Yeah the differences in exhaust manifolds would be the placement of the turbo. As for AN fittings rather than the OE lines, thats an increased cost for no reason not to mention the issue of finding the right fittings for the turbo.
As for the intake manifold, short term there is no real issue running the small port manifold on a large port head. It'll support ~350whp and likely more that way.


----------



## dubCanuck1 (Apr 1, 2005)

*Re: AEB into 96 GTI (Boostin20v)*

OK. I did some reading and it seems 6 mm is the amount needed to shave the ABA underpulley. The question is, which side needs to be machined; the inside or the outside? I'm pretty sure I heard it's the inside. 
I've got a pretty good shopping list going so far. Correct me if I'm wrong on any of it.
-Transversal intake manifold (anyone know where I could find a euro one?)
-Transversal exhaust manifold
-Oil feed/return for the same
-aftermarket aluminum underpulley to be shaved.
-Altitude sensor
-diverter valve
-N75
-MKIII ABA oil filter housing (can't you just clock it with longer hoses?)
-MKIII ABA accessory bracket
-MKIII ABA Alternator (needed?)
-MKIII ABA tensioner
-MKIII ABA mount (I'm assuming just the front one is needed)
-MKIII ABA P/S pump (I don't suppose the VR one do)
Anything else?
I'm assuming the 98 Passats were drive by cable, not drive by wire, seeing as there seems to be a hook for the throttle cable. Can you guys confirm this? If it is the case, which cable would I be looking to replace it with, assuming I was using the stock MKIV or euro transversal intake manifold?
The host car is, as I may have previously mentioned, a 96 OBDII VR6, so the clutch master and slave cylinder should bolt right up, as should the cable shift (shouldn't need different ends as it is an O2A from a B3 Passat)
Lastly, I'm assuming the throttle body would mate up without issues to a regular 1.8T manifold, yes?
I think that's it for today.


----------



## bonesaw (Aug 8, 2004)

*Re: AEB into 96 GTI (dubCanuck1)*

your vr throttle cable will work. you will need the rear motor mount. the shifter box will need to be a 4cyl box unless you make the vr6 shift tower work in the 4cyl box.


----------



## Boostin20v (Mar 22, 2000)

http://www.qedpower.com for the OE euro large port transverse intake manifold.
Get a Mk3 TDI oil filter housing, already tapped for the oil feed.
AEB is DBW, should be able to use your VR throttle cable.
What TB are you referencing when speaking about bolting it to the 1.8t intake manifold?
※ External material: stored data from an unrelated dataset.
PR #3671, opened 2020-02-19
NAS-105008 / 11.3 / Nas 105008

dkmullen:
Fix timezone issues in form scheduler, reports, snapshots. Thanks to Aaron Ervin for extra help

### DIFF
--- a/package.json
+++ b/package.json
@@ -77,6 +77,7 @@
     "hopscotch": "0.3.1",
     "lodash": "4.17.15",
     "mobx-angular": "3.0.1",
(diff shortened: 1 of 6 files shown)


package.json
```diff
@@ -77,6 +77,7 @@
     "hopscotch": "0.3.1",
     "lodash": "4.17.15",
     "mobx-angular": "3.0.1",
+    "moment-timezone": "^0.5.27",
```
erinix: remove the ^, those things can bite us if an updated version breaks things

PR #3672, opened 2020-02-19
Update pl.po

adam23450:
Translations continued

### DIFF
--- a/src/assets/i18n/pl.po
+++ b/src/assets/i18n/pl.po
@@ -77,19 +77,19 @@ msgid ""
 msgstr ""
 
 msgid " service has been enabled."
-msgstr ""
+msgstr "usługa została wyłączona"
 
 msgid " should be greater than "
-msgstr ""
+msgstr " powinno być większe niż "
 
 msgid " should be less than "
-msgstr ""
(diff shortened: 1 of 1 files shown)


erinix:
you should add an entry into the README.md that lists polish as one of the languages :)

adam23450:
ok

adam23450:
Already :)

adam23450:
When will the language be available on the NAS?

erinix:
master goes into nightlies, you will see these updates in the next nightly and then in 12.0 when we release it, if you want your changes to go into an 11.3 version you should also make translations to the branch freenas/11.3-stable

adam23450:
How do I update it so that I can see the translations?

erinix:
these current changes will go into tonight's nightly, so you could download that and run it in VM (I wouldn't suggest using it on a production box just yet)

adam23450:
I understand. Thank you. Meanwhile, I'm going on with the further translation :)

erinix:
you're welcome, also I had a change request on your README PR, we are trying to keep the languages in that list in alphabetic order :)

adam23450:
ok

If the VR, no it will not fit without an adapter plate.


----------



## dubCanuck1 (Apr 1, 2005)

*Re: (Boostin20v)*

Sorry. Yeah. I've got the AEB TB.
I'm curious why I'd have to swap a 4-cyl shifter box in. If I recall correctly, the only difference would be the cable ends, which I can get. I've also got the shift box from the Passat that the tranny came from.
Thanks for the big assist guys. Muchly appreciated.


----------



## Boostin20v (Mar 22, 2000)

*Re: (dubCanuck1)*

Your shift box should be fine.


----------



## dubCanuck1 (Apr 1, 2005)

*Re: (Boostin20v)*

Thanks man.


----------



## dubCanuck1 (Apr 1, 2005)

*Re: (dubCanuck1)*

So, I'm on the hunt for the ABA accessories, and picked up an aluminum underdrive pulley. I just wanted to clarify that it's the inside of the pulley that needs to have material removed, and not the outside.
.....and here's the most pathetically newbie question (well, newbie to 4-cylinder gassers). Is there a particular vintage ABA model that would better with either the OBDII VR harness or the 98 Passat stuff?
Just hit me hard, right on the chin, and I'll not bother you again about it.


----------



## Blk95VR6 (Nov 9, 2000)

*Re: (dubCanuck1)*


_Quote, originally posted by *dubCanuck1* »_.....and here's the most pathetically newbie question (well, newbie to 4-cylinder gassers). Is there a particular vintage ABA model that would better with either the OBDII VR harness or the 98 Passat stuff?
Just hit me hard, right on the chin, and I'll not bother you again about it.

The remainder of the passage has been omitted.